11. The system of claim 10, wherein the nitrite component comprises one or more nitrite reactants of sodium nitrite and potassium nitrite.

12. The system of claim 10, wherein one or more of the first and second containers are configured to dispense a medium by one or more of a pump action, a squeezing action, and a shaking action.

13. The system of claim 10, wherein the therapeutically effective amount of the topical medium is configured to produce nitric oxide gas having a concentration of between about 500 ppm and about 1000 ppm.

14. The system of claim 10, wherein the therapeutically effective amount of the topical medium is configured to produce nitric oxide gas having a concentration of between about 1000 ppm and about 2000 ppm.

15. The system of claim 10, wherein the dose of nitric oxide provides a localized vasodilation treatment to the patient.

16. The system of claim 10, wherein the dose of nitric oxide provides a systemic vasodilation treatment to the patient.

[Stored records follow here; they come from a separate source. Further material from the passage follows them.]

PR #124, opened 2021-11-17
New Grafana panel using other Kubewarden metrics.

jvanz:
Adds three more panels using the latest metrics added in Kubewarden. The metrics are the policy counter and policy evaluation latency metrics.

### DIFF
--- a/kubewarden-dashboard.json
+++ b/kubewarden-dashboard.json
@@ -1,46 +1,4 @@
 {
-  "__inputs": [
-    {
-      "name": "DS_PROMETHEUS",
-      "label": "Prometheus",
-      "description": "",
-      "type": "datasource",
-      "pluginId": "prometheus",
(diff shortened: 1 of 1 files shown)


jvanz:
Screenshot from 2021-11-17 17-28-40

kubewarden-dashboard.json
```diff
@@ -65,8 +23,8 @@
   "fiscalYearStartMonth": 0,
   "gnetId": null,
   "graphTooltip": 0,
-  "id": null,
```
kkaempf, line 68: What is `id` and why is 26 the right value ?

kkaempf (approved):
lgtm

kubewarden-dashboard.json
jvanz: I do not know. I believe Grafana did this change when I've exported the dashboard.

17. A composition system comprising a combination of a nitrite medium and an acidic medium for production of a topical medium for topical application of nitric oxide therapy, the composition system comprising:

a nitrite medium in a first container, the nitrite medium comprising a nitrite component;

an acidic medium in a second container, the acidic medium comprising an acidic component; and

18. The composition system of claim 17, wherein the nitrite medium is a nitrite gel medium and the acidic medium is an acidic gel medium.

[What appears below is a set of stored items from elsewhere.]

PR #126, opened 2021-11-23
Integrate the CallbackHandler

flavio:
Ensure policies can invoke asynchronous code on the host. This is implemented by using the new CallbackHandler provided by policy-evaluator.

This allows the usage of the waPC host call that fetches the digest of a container image

### DIFF
--- a/src/main.rs
+++ b/src/main.rs
@@ -4,7 +4,9 @@ extern crate policy_evaluator;
 
 use anyhow::Result;
 use opentelemetry::global::shutdown_tracer_provider;
+use policy_evaluator::callback_handler::CallbackHandlerBuilder;
 use policy_evaluator::policy_metadata::Metadata;
+use std::path::PathBuf;
 use std::{process, thread};
 use tokio::{runtime::Runtime, sync::mpsc, sync::oneshot};
 use tracing::{debug, error, info};
@@ -21,8 +23,6 @@ mod worker;
 
 mod worker_pool;
 use worker_pool::WorkerPool;
-
-use std::path::PathBuf;
 
 mod communication;
 use communication::{EvalRequest, KubePollerBootRequest, WorkerPoolBootRequest};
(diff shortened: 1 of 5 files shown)


src/main.rs
```diff
@@ -237,6 +266,13 @@ fn main() -> Result<()> {
         }
         info!(status = "done", "kubernetes poller bootstrap");
 
+        // Spawn the tokio task used by the CallbackHandler
+        let callback_handle = tokio::spawn(async move {
+            info!(status = "init", "CallbackHandler task");
+            callback_handler.loop_eval().await;
```
ereslibre, line 272: `loop_eval()` does an infinite loop: https://github.com/kubewarden/policy-evaluator/pull/67/files#diff-26f1a863d124e9b03db590e7ab50f50548b71b6e91fb40d0c2e510565743fb8cR104-R131. As far as I understand, `tokio::spawn()` **could** run on the same thread (from the docs: "The spawned task may execute on the current thread, or it may be sent to a different thread to be executed").

if it is executed in the current thread I fear we might never make progress on futures if we are stuck on an endless loop in our side.

Maybe this comes from not fully understanding the runtime properties of Tokio & futures, could this happen?

ereslibre (approved):
LGTM. Just a question.

src/main.rs
viccuad: I have the same feeling here, thanks for spotting it Rafa. Maybe the blocking future should be in its own `thread::spawn`, or use `tokio::spawn_blocking`? (https://docs.rs/tokio/1.14.0/tokio/task/fn.spawn_blocking.html)

viccuad (approved):
LGTM module the raised issue. Yay callbacks!

src/main.rs
flavio: this is not a problem, I found the real root cause of the performance issue: https://github.com/kubewarden/policy-evaluator/pull/67#issuecomment-984471982

flavio:
I've rebased against the main branch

19. The composition system of claim 17, wherein the nitrite medium is a nitrite lotion medium and the acidic medium is an acidic lotion medium.

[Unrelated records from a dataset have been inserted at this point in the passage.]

PR #127, opened 2021-11-24
Dashboard color standards and better aggregations.

jvanz:
During a past demo, I ended up performing some improvements in our Grafana Dashboard to enhance the data visualization. 

The Grafana Dashboard has been updated enforcing a color standard. Now all the graphics related to mutated request are purple, accepted requests are green, reject requests are red.

Furthermore, some queries have been updated to aggregate different time series in one single line.  This is necessary because we have many label in the metrics and each different value generate another time series. Thus, we can leave with many lines in the graph which does not tell use useful info.

Screenshot from 2021-11-24 15-33-04

Screenshot from 2021-11-24 15-33-41

Screenshot from 2021-11-24 15-34-06

Screenshot from 2021-11-24 15-35-09

### DIFF
--- a/kubewarden-dashboard.json
+++ b/kubewarden-dashboard.json
@@ -1,4 +1,46 @@
 {
+  "__inputs": [
+    {
+      "name": "DS_PROMETHEUS",
+      "label": "Prometheus",
+      "description": "",
+      "type": "datasource",
+      "pluginId": "prometheus",
+      "pluginName": "Prometheus"
+    }
+  ],
+  "__requires": [
+    {
+      "type": "grafana",
+      "id": "grafana",
+      "name": "Grafana",
+      "version": "8.2.3"
+    },
+    {
+      "type": "panel",
+      "id": "heatmap",
+      "name": "Heatmap",
+      "version": ""
+    },
+    {
+      "type": "datasource",
+      "id": "prometheus",
+      "name": "Prometheus",
+      "version": "1.0.0"
+    },
+    {
+      "type": "panel",
+      "id": "stat",
+      "name": "Stat",
+      "version": ""
+    },
+    {
+      "type": "panel",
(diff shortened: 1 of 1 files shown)


kubewarden-dashboard.json
```diff
@@ -1555,8 +1639,8 @@
       {
         "current": {
           "selected": false,
-          "text": "psp-user-group",
-          "value": "psp-user-group"
+          "text": "privileged-pods-policy",
+          "value": "privileged-pods-policy"
```
ereslibre, line 1643: I was wondering this on the previous version of the dashboard. Should we default the dashboard to a specific policy, or provide it "clean"?

kubewarden-dashboard.json
```diff
@@ -1584,5 +1668,5 @@
   "timezone": "",
   "title": "Kubewarden",
   "uid": "r3Pw-1O7z",
-  "version": 5
+  "version": 2
```
ereslibre, line 1671: I guess this is not an issue right now :)

ereslibre (commented):
LGTM, a couple of comments though.

viccuad (approved):
Nice separation of accepted/mutated, and colors. Apart from the questions raised, LGTM.

kubewarden-dashboard.json
jvanz: Yeah, an empty value is better. I just updated the dashboard removing the variable default value.

kubewarden-dashboard.json
jvanz: :+1:

jvanz:
As the requests from @ereslibre are small and I've already pushed them. I'm merging this. Thus, we can publish the dashboard in the Grafana.com

@ereslibre if you have more changes, let me know. I'll open another PR for them.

20. The composition system of claim 17, wherein the nitrite medium is a nitrite gel medium and the acidic medium is an acidic lotion medium.

21. The composition system of claim 17, wherein the nitrite medium is a nitrite lotion medium and the acidic medium is an acidic gel medium.

22. The composition system of claim 17, wherein the dose of nitric oxide has a concentration of nitric oxide of at least approximately 320 ppm of nitric oxide.

23. The composition system of claim 17, wherein the nitric oxide topical medium comprises approximately 3 grams of the nitrite medium and approximately 3 grams of the acidic medium thereby providing a concentration of nitric oxide of at least approximately 1000 ppm for topical application.

24. The composition system of claim 17, wherein the nitric oxide topical medium is a gel and comprises approximately 3 grams of the nitrite medium and approximately 3 grams of the acidic medium thereby providing a concentration of nitric oxide of at least approximately 840 ppm for topical application.

25. The composition system of claim 17, wherein the nitric oxide topical medium is a lotion and comprises approximately 3 grams of the nitrite medium and approximately 3 grams of the acidic medium thereby providing a concentration of nitric oxide of at least approximately 450 ppm for topical application.

26. The composition system of claim 17, wherein the nitrite medium comprises greater than about 1% hydroxypropyl methylcellulose polymers by weight.

27. The composition system of claim 17, wherein the nitrite medium comprises less than about 1% by weight of a combination of additives comprising two or more of methylchloroisothiazolinone, methylisothiazolinone, sodium hydroxide, ethylenediamine tetraacetate tetrasodium salt, and citric acid.

28. The composition system of claim 17, wherein the acidic medium comprises greater than about 1% hydroxypropyl methylcellulose polymers by weight.

29. The composition system of claim 17, wherein the acidic medium comprises less than about 1% by weight of a combination of additives comprising two or more of methylchloroisothiazolinone, methylisothiazolinone, sodium hydroxide, and ethylenediamine tetraacetate tetrasodium salt.